Among the records, find the lines that hold the string "static" and return them.

· · ·

PR #1322, opened 2026-08-07
metrics: give counters a zero baseline, and count bursty work over a day

aaylward:
## The report

> `muchq.com/metrics/one_d4` doesn't show 1d4 indexing metrics, but I indexed a bunch of games last night.

True, and worse than stale: the Indexing panel read **zero**, indistinguishable from a service that had never indexed anything.

## What I found

The emit path is fine. I confirmed that by triggering a real index run and watching `games_indexed` go 0 → 15.8 within 20 seconds — instrumentation, export, collector, Prometheus and dashboard all work. Two separate causes conspired instead, both general rather than one_d4's. Tracked as **#1323**.

**1. A counter's first event is invisible, permanently.**

A `CustomMetrics` counter only exists once something increments it, so the series is *born already carrying* the value of the first event it counted. `increase()` and `rate()` measure the change *between* samples — with no earlier sample to measure from, that first event shows no increase at all, and every sample after it is flat until something else happens. The counter isn't wrong (`games_indexed_total` really did read 1092); every dashboard built on it is.

That's not a corner case: it's what every process does after every deploy, so on every rail **the first run of anything has been uncounted**.

Dated from the deployed data rather than inferred — the reported run finished at **05:09:27**, and the `games_indexed` series first appears at **05:14**. Across seven days the only nonzero point on that metric is the run I triggered while investigating, visible precisely because the series already existed by then.

**2. The tiles count over five minutes.**

Right for serving traffic, wrong for work a person triggers: between asks the true rate is zero, so a 5m window answers "how busy is it right now?" when the question is "did the thing I ran work?".

## The fix

- **`CustomMetrics.defineCounter`** — declares a series so it exports as `0` from process start; the counter equivalent of the existing `defineDistribution`. Idempotent, and never resets a counter that has already counted.
- **`IndexWorker` declares its bounded series at construction**, not at the top of `process()` where the distribution bounds used to sit. A baseline only helps if it's exported *before* the increment it's a baseline for, and a run that starts and finishes between two export ticks would declare and increment inside the same interval — leaving the first run as invisible as it was. The worker bean is eager, so the baseline is minutes old before any request arrives.
- **Unbounded labels are left alone.** `motif_occurrences` is labelled per motif; declaring one series per possible value is how a metric becomes a cardinality problem, and the tile only reads their sum.
- **A `burstWindow` of 24h** for the indexing and motif volume tiles, joining the failure counters that already counted over a day. Named apart from `alarmWindow` deliberately: these are volumes, not alarms, and retuning how long a failure stays on screen shouldn't silently change how far back the counts reach.

**Scope note — the tiles were blind, not the charts.** The Trends `tsCounter` panels are unchanged (rate still over 5m, count still over the chart's step), and a 24h Trends range already showed an overnight run as a step-sized `increase` bump. What this fixes is the scalar tiles, which is what the report was about.

## Tests

- yodel: a declared counter exports at zero and makes the registry non-empty; counts normally once events arrive; survives re-declaration without losing its total; declaring one label set doesn't declare its siblings.
- one_d4: construction declares every bounded series at zero (asserting presence too, since summing an empty stream also yields 0 — the assertion would otherwise pass against a worker that declared nothing); and **a run emits no series construction didn't declare**, so an outcome added at an emit site without a declaration fails rather than quietly losing its first occurrence.
- prom_proxy: every Indexing/Motifs *volume* counter counts over `burstWindow`, checked exhaustively rather than by sample, with the constant itself pinned against a 12-hour floor. The run-outcome alarms are deliberately left to `TestRegistry_AlarmCountersCountOverALongWindow`, so the two constants stay independent — verified by mutation in both directions: shrinking `alarmWindow` survives the volumes test but is still killed by the suite.

**Mutations killed**: dropping `declareMetrics()`, dropping just the run-outcome declarations, making `defineCounter` a no-op, returning a tile to the 5m default, and shrinking each window constant.

## Verification

72/72 across `one_d4`, plus yodel and prom_proxy suites; `scripts/format-java` and gofmt clean.

## Note

Diagnosis required one real index request against production (`drawlya`, 2025-11, 15 games) — the service's own public operation, cleared by the 7-day retention sweep. It's the run visible in the 12:59 data point above.

### DIFF
--- a/domains/games/apis/one_d4/src/main/java/com/muchq/games/one_d4/worker/IndexWorker.java
+++ b/domains/games/apis/one_d4/src/main/java/com/muchq/games/one_d4/worker/IndexWorker.java
@@ -88,6 +88,19 @@ public class IndexWorker {
   static final String RUN_DURATION = "index_run_duration_micros";
 
   /**
+   * The label values the counters above can carry, so each series can be declared at startup and
+   * export a zero baseline. Bounded sets only: {@link #MOTIF_OCCURRENCES} is labelled by motif and
+   * left to appear on first use, since its baseline would be one series per motif for a tile that
+   * only ever reads their sum.
+   */
+  static final List<String> RUN_OUTCOMES =
+      List.of("completed", "failed", "interrupted", "lease_lost");
+
+  static final List<String> MONTH_RESULTS = List.of("indexed", "degraded", "cached", "empty");
+
+  static final List<String> ARCHIVE_FETCH_RESULTS = List.of("ok", "no_archive", "error");
+
+  /**
    * Bounds for {@link #RUN_DURATION}, in microseconds, spanning a millisecond to the {@link
    * RetentionPolicy#MAX_RUN} ceiling.
    *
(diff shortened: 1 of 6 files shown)


aaylward:
All three taken in e6c5ff5.

**1. Wrong issue.** Correct — #1313 is the first-load latency checklist, and this bug only landed near it because the branch name did. Filed **#1323** for the real incident (counters invisible for their first event, on every service, with the deployed evidence and the parts left open: other emitters unswept, distributions have the same shape, no encoder pin). `CustomMetrics`, the registry comment and the test now cite it.

**2. The volumes test re-coupled the constants** — the sharpest of the three, because the test contradicted the argument the same change made for splitting them. It now pins `burstWindow` itself against a **12-hour floor** (the reported gap is overnight-to-morning, so anything shorter differs from the default and still answers zero), and skips the alarm trio entirely, which `TestRegistry_AlarmCountersCountOverALongWindow` already owns.

Verified in both directions rather than by inspection:
- `alarmWindow: 24h → 6h` now **survives** the volumes test (the decoupling holds) while still being **killed** by the full suite (the alarm test still catches it).
- `burstWindow: 24h → 5m` is **killed**.

**3. Stale javadoc** — `IndexWorkerMetricsTest` never existed; pins are in `IndexWorkerTest`. Fixed.

**On the Trends note**: agreed and worth stating, so I've added it to the PR body — the `tsCounter` panels are unchanged, and a 24h Trends range already shows an overnight bump as a step-sized `increase`. The tile is what was blind, not the chart. The encoder pin for a declared-at-zero counter surviving OTLP as `asInt: "0"` is noted as an open item on #1323 rather than added here.

---

PR #60, opened 2021-11-30
Wenxi/convenience methods and misses for plugin authors

wenxi-zeng:
* added `enableIntegration`, `disableIntegration`, `disableCloudIntegrations`, `enableCloudIntegrations`
* added `updateJsonObject` to JSON wrapper for easier content manipulation
* added unit tests
* fixed a bug in intercom integration
* `manuallyEnableDestination` is already implemented in pr #59

### DIFF
--- a/core/src/main/java/com/segment/analytics/kotlin/core/utilities/JSON.kt
+++ b/core/src/main/java/com/segment/analytics/kotlin/core/utilities/JSON.kt
@@ -181,3 +181,27 @@ fun JsonObject.transformKeys(transform: (String) -> String): JsonObject {
 fun JsonObject.transformValues(transform: (JsonElement) -> JsonElement): JsonObject {
     return JsonObject(this.mapValues { transform(it.value) })
 }
+
+// Utility function to update a JsonObject. The updated copy is returned. Original copy is not touched
+fun updateJsonObject(jsonObject: JsonObject, closure: (MutableMap<String, JsonElement>) -> Unit): JsonObject {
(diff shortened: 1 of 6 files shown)


core/src/main/java/com/segment/analytics/kotlin/core/utilities/JSON.kt
```diff
@@ -181,3 +181,27 @@ fun JsonObject.transformKeys(transform: (String) -> String): JsonObject {
...
 }
+
+// Utility function to update a JsonObject. The updated copy is returned. Original copy is not touched
+fun updateJsonObject(jsonObject: JsonObject, closure: (MutableMap<String, JsonElement>) -> Unit): JsonObject {
+    val content = jsonObject.toMutableMap()
+    closure(content)
+    return JsonObject(content)
+}
+
+operator fun MutableMap<String, JsonElement>.set(key:String, value: String?) {
```
prayansh, line 192: would adding these APIs on such a widely used type (like MutableMap) have consequences?

prayansh (approved):
looks good

core/src/main/java/com/segment/analytics/kotlin/core/utilities/JSON.kt
wenxi-zeng: yeah. that's a valid concern. the good thing is that it only overrides set operator for `MutableMap<String, JsonElement>`, not the other types. I tried `MutableMap<String, String>`, it's not impacted. so the impact is limited.

PR #65, opened 2021-12-16
fix useLifecycleObserver not trigger lifecycle events issue

wenxi-zeng:
* fix useLifecycleObserver not trigger lifecycle events issue

### DIFF
--- a/android/src/main/java/com/segment/analytics/kotlin/android/plugins/AndroidLifecyclePlugin.kt
+++ b/android/src/main/java/com/segment/analytics/kotlin/android/plugins/AndroidLifecyclePlugin.kt
@@ -47,16 +47,15 @@ class AndroidLifecyclePlugin() : Application.ActivityLifecycleCallbacks, Default
 
     override fun setup(analytics: Analytics) {
         super.setup(analytics)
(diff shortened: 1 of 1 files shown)


prayansh (approved):

android/src/main/java/com/segment/analytics/kotlin/android/plugins/AndroidLifecyclePlugin.kt
```diff
@@ -47,16 +47,15 @@ class AndroidLifecyclePlugin() : Application.ActivityLifecycleCallbacks, Default
 
     override fun setup(analytics: Analytics) {
         super.setup(analytics)
-        application = analytics.configuration.application as? Application
-            ?: error("no android application context registered")
-        storage = analytics.storage
+        analytics.configuration.let {
```
prayansh, line 50: whats the difference here?

wenxi-zeng: yeah. they're the same. just want to group it together with the other assignments, since they are all visiting properties of `configuration` 😄

PR #68, opened 2022-01-12
Fix the enable logic for destinations

prayansh:
* Fix the enable logic for destinations
* Fix SegmentDestination to adhere to `update` API contracts

### DIFF
--- a/core/src/main/java/com/segment/analytics/kotlin/core/platform/plugins/SegmentDestination.kt
+++ b/core/src/main/java/com/segment/analytics/kotlin/core/platform/plugins/SegmentDestination.kt
@@ -101,6 +101,7 @@ class SegmentDestination : DestinationPlugin() {
     }
 
     override fun update(settings: Settings, type: Plugin.UpdateType) {
+        super.update(settings, type)
         if (settings.hasIntegrationSettings(this)) {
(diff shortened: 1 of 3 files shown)


core/src/main/java/com/segment/analytics/kotlin/core/platform/plugins/SegmentDestination.kt
```diff
@@ -101,6 +101,7 @@ class SegmentDestination : DestinationPlugin() {
     }
 
     override fun update(settings: Settings, type: Plugin.UpdateType) {
+        super.update(settings, type)
         if (settings.hasIntegrationSettings(this)) {
```
wenxi-zeng, line 105: since we're calling super, can we reuse `enabled` here?

wenxi-zeng (approved):
LGTM

core/src/main/java/com/segment/analytics/kotlin/core/platform/plugins/SegmentDestination.kt
prayansh: ideally yes, but this is more of a check for the presence of settings, which could be none in the case of manually enabled destinations

PR #70, opened 2022-02-10
Upgraded core build gradle to .kts

Reedyuk:
Minor change, moved build gradle over to a .kts one instead of the groovy one.


wenxi-zeng:
we will have to change all other gradle files to .kts too. however, .kts follows a strict structure in order to recognize other .kts files. we will have to build a plugin to fully transform from groovy. I'd suggest to put this on hold until after GA

Reedyuk:
GA?

wenxi-zeng:
> GA?

general availability. we'll soon be on that phase

prayansh:
@Reedyuk thanks for this upgrade ❤️ . We are currently working on our big release so might be a bit delayed on this change / response.

PR #71, opened 2022-02-15
fix ANR caused by DRM api

wenxi-zeng:
* fix DRM api ANR issue on certain device
* update coroutine to 1.6.0
* make it possible to inject coroutine settings for testing via inheritance

### DIFF
--- a/android/src/main/java/com/segment/analytics/kotlin/android/plugins/AndroidContextPlugin.kt
+++ b/android/src/main/java/com/segment/analytics/kotlin/android/plugins/AndroidContextPlugin.kt
@@ -25,8 +25,10 @@ import java.util.UUID
 import java.lang.System as JavaSystem
 import android.media.MediaDrm
 import com.segment.analytics.kotlin.core.utilities.*
+import kotlinx.coroutines.async
 import kotlinx.coroutines.launch
 import kotlinx.coroutines.withTimeout
+import kotlinx.coroutines.withTimeoutOrNull
 import java.lang.Exception
 import java.security.MessageDigest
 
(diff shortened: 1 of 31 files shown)


prayansh (approved):

android/src/main/java/com/segment/analytics/kotlin/android/plugins/AndroidContextPlugin.kt
```diff
@@ -123,16 +125,43 @@ class AndroidContextPlugin : Plugin {
             emptyJsonObject
         }
 
+        // generate random identifier that does not persist across installations
+        // use it as the default device id in case DRM API failed to generate one.
+        val fallbackDeviceId = UUID.randomUUID().toString()
```
prayansh, line 130: is it better to have no device id or like a string of 0s to indicate not collected. and then use the fallback one when we fail to fetch via DRM?

android/src/main/java/com/segment/analytics/kotlin/android/plugins/AndroidContextPlugin.kt
```diff
@@ -123,16 +125,43 @@ class AndroidContextPlugin : Plugin {
...
+
+        // run `getDeviceId` in coroutine, since the DRM API takes a long time
+        // to generate device id on certain devices and causes ANR issue.
+        analytics.analyticsScope.launch(analytics.analyticsDispatcher) {
+            var deviceId = fallbackDeviceId
+
+            // restrict getDeviceId to 2s to avoid ANR
+            // have to use a different scope than analyticsScope.
+            // otherwise, timeout cancellation won't work (i.e. the scope can't cancel itself)
+            val task = CoroutineScope(SupervisorJob()).async {
```
prayansh, line 147: why do we need to make another coroutineScope here? arent we already in one?

android/src/main/java/com/segment/analytics/kotlin/android/plugins/AndroidContextPlugin.kt
wenxi-zeng: yeah. that's a good call out. my consideration is that in the case when DRM does fail, we have a consistent device id before and after (it takes 2s to know it's failed, could have some cached events). but using all 0s to indicate not ready to collect is also a good idea.

prayansh (approved):
i like the caching ❤️

PR #80, opened 2022-03-24
fix api host being overwritten by default value

wenxi-zeng:
* fix api host being overwritten by default value
* now the apiHost value honors in the following order: remote apiHost > local modified apiHost > default apiHost

### DIFF
--- a/core/src/main/java/com/segment/analytics/kotlin/core/platform/plugins/SegmentDestination.kt
+++ b/core/src/main/java/com/segment/analytics/kotlin/core/platform/plugins/SegmentDestination.kt
@@ -18,7 +18,7 @@ import kotlinx.serialization.json.jsonPrimitive
 @Serializable
 data class SegmentSettings(
     var apiKey: String,
-    var apiHost: String = DEFAULT_API_HOST,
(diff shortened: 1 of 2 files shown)


core/src/main/java/com/segment/analytics/kotlin/core/platform/plugins/SegmentDestination.kt
```diff
@@ -95,8 +95,8 @@ class SegmentDestination : DestinationPlugin(), VersionedPlugin {
     override fun update(settings: Settings, type: Plugin.UpdateType) {
         super.update(settings, type)
         if (settings.hasIntegrationSettings(this)) {
-            settings.destinationSettings<SegmentSettings>(key)?.let {
-                pipeline.apiHost = it.apiHost
+            settings.destinationSettings<SegmentSettings>(key)?.apiHost?.let {
```
prayansh, line 98: OMG thats so subtle of a difference 😓 . Lets add a comment here indicating that we only want to populate the apiHost value if it exists

prayansh (approved):

PR #86, opened 2022-05-11
find destination plugin by name

wenxi-zeng:
* find destination plugin by name


core/src/main/java/com/segment/analytics/kotlin/core/Analytics.kt
```diff
@@ -405,6 +406,12 @@ open class Analytics protected constructor(
      */
     fun <T: Plugin> find(plugin: KClass<T>): T? = this.timeline.find(plugin)
 
+    /**
+     * Retrieve the first match of registered destination plugin by name. It finds
+     * @param destination [String]
+     */
+    fun find(destination: String): DestinationPlugin? = this.timeline.find(destination)
```
prayansh, line 413: let's change param name from destination to `destinationName` / `destinationKey`

prayansh (approved):

PR #87, opened 2022-05-19
address event plugin disparity and track issue

wenxi-zeng:
* address event plugin `execute` disparity between swift and kotlin
* fix issue that event being lost if tracked right after sdk initialization

### DIFF
--- a/core/src/main/java/com/segment/analytics/kotlin/core/platform/Mediator.kt
+++ b/core/src/main/java/com/segment/analytics/kotlin/core/platform/Mediator.kt
@@ -24,13 +24,13 @@ internal class Mediator(internal val plugins: MutableList<Plugin>) {
         var result: BaseEvent? = event
 
         plugins.forEach { plugin ->
-            if (result != null) {
+            result?.let {
                 when (plugin) {
                     is DestinationPlugin -> {
-                        plugin.execute(result!!)
+                        plugin.execute(it)
                     }
                     else -> {
-                        result = plugin.execute(result!!)
+                        result = plugin.execute(it)
                     }
                 }
             }
--- a/core/src/main/java/com/segment/analytics/kotlin/core/platform/Mediator.kt
+++ b/core/src/main/java/com/segment/analytics/kotlin/core/platform/Mediator.kt
@@ -27,29 +27,10 @@ internal class Mediator(internal val plugins: MutableList<Plugin>) {
             if (result != null) {
                 when (plugin) {
                     is DestinationPlugin -> {
-                        plugin.process(result)
-                    }
-                    is EventPlugin -> {
-                        when (result) {
-                            is IdentifyEvent -> {
-                                result = plugin.identify(result as IdentifyEvent)
-                            }
-                            is TrackEvent -> {
-                                result = plugin.track(result as TrackEvent)
-                            }
-                            is GroupEvent -> {
-                                result = plugin.group(result as GroupEvent)
-                            }
-                            is ScreenEvent -> {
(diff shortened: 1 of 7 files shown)


core/src/main/java/com/segment/analytics/kotlin/core/platform/Mediator.kt
```diff
@@ -27,29 +27,10 @@ internal class Mediator(internal val plugins: MutableList<Plugin>) {
...
-                                result = plugin.group(result as GroupEvent)
-                            }
-                            is ScreenEvent -> {
-                                result = plugin.screen(result as ScreenEvent)
-                            }
-                            is AliasEvent -> {
-                                result = plugin.alias(result as AliasEvent)
-                            }
-                        }
+                        plugin.execute(result!!)
```
prayansh, line 30: i think this needs to be `result = plugin.execute(result)`

secondly, we should not be using `!!` since the result from one of the plugins could be null and this would then throw an NPE. lets wrap the call in a null check or use `?.let` and capture the state of result before using it as non-null

core/src/main/java/com/segment/analytics/kotlin/core/platform/Mediator.kt
```diff
@@ -27,29 +27,10 @@ internal class Mediator(internal val plugins: MutableList<Plugin>) {
...
                     }
                     else -> {
-                        result = plugin.execute(result as BaseEvent)
+                        result = plugin.execute(result!!)
```
prayansh, line 33: same as above

core/src/main/java/com/segment/analytics/kotlin/core/platform/Plugin.kt
```diff
@@ -70,6 +70,14 @@ interface EventPlugin : Plugin {
         return payload
     }
 
+    override fun execute(event: BaseEvent): BaseEvent? = when (event) {
```
prayansh, line 73: should this be marked `final`?

prayansh (changes requested):
Left a few comments for changes.

Also are we sure this change wont break any existing plugin implementations? I didnt see any new tests to verify the behavior consistency

core/src/main/java/com/segment/analytics/kotlin/core/platform/Mediator.kt
wenxi-zeng: hrm. `result = plugin.execute(result)` is a compile time error. we don't need a null check because we checked it on line 27

core/src/main/java/com/segment/analytics/kotlin/core/platform/Plugin.kt
wenxi-zeng: no. we shouldn't, because we extends `execute` in edge function. amplitude also overrides this method.

core/src/main/java/com/segment/analytics/kotlin/core/platform/Mediator.kt
prayansh: actually scratch that first comment, didnt realize this was for DestinationPlugin

wenxi-zeng:
I'd say we're pretty safe here. the difference lays on whether the child plugin overrides execute method and if the execute method calls `super.execute`. if not calling `super.execute`, then yes it might break things. so I checked all the existing event plugins. amplitude is the only one that does not call super.execute, but it has a `when` statement in its implementation which basically does the same thing.

prayansh (approved):
🚢

PR #104, opened 2022-08-29
APIs for Loose Map conversion for primitives

prayansh:
Adding support for conversion of most primitive types. Primitive here should mean any types declared in Kotlin SDK or JVM, and not brought in by an external library.

Adds APIs to convert following types to JsonElement equivalent
- String
- Char
- CharArray
- Double
- DoubleArray
- Float
- FloatArray
- Long
- LongArray
- Int
- IntArray
- Short
- ShortArray
- Byte
- ByteArray
- Boolean
- BooleanArray
- Unit
- UInt
- ULong
- UByte
- UShort
- Collection<Any>
- Map<String, Any>
- Array<Any>
- Pair<Any, Any>
- Triple<Any, Any>
- Map.Entry<Any, Any>

Happy to accept future contributions to increase this type coverage

### DIFF
--- a/core/src/main/java/com/segment/analytics/kotlin/core/utilities/JSON.kt
+++ b/core/src/main/java/com/segment/analytics/kotlin/core/utilities/JSON.kt
@@ -2,9 +2,21 @@
 
 package com.segment.analytics.kotlin.core.utilities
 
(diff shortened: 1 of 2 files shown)


wenxi-zeng (approved):
🚀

· · ·

** EXERCISE ANSWER **
   static final String RUN_DURATION = "index_run_duration_micros";
+  static final List<String> RUN_OUTCOMES =
+  static final List<String> MONTH_RESULTS = List.of("indexed", "degraded", "cached", "empty");
+  static final List<String> ARCHIVE_FETCH_RESULTS = List.of("ok", "no_archive", "error");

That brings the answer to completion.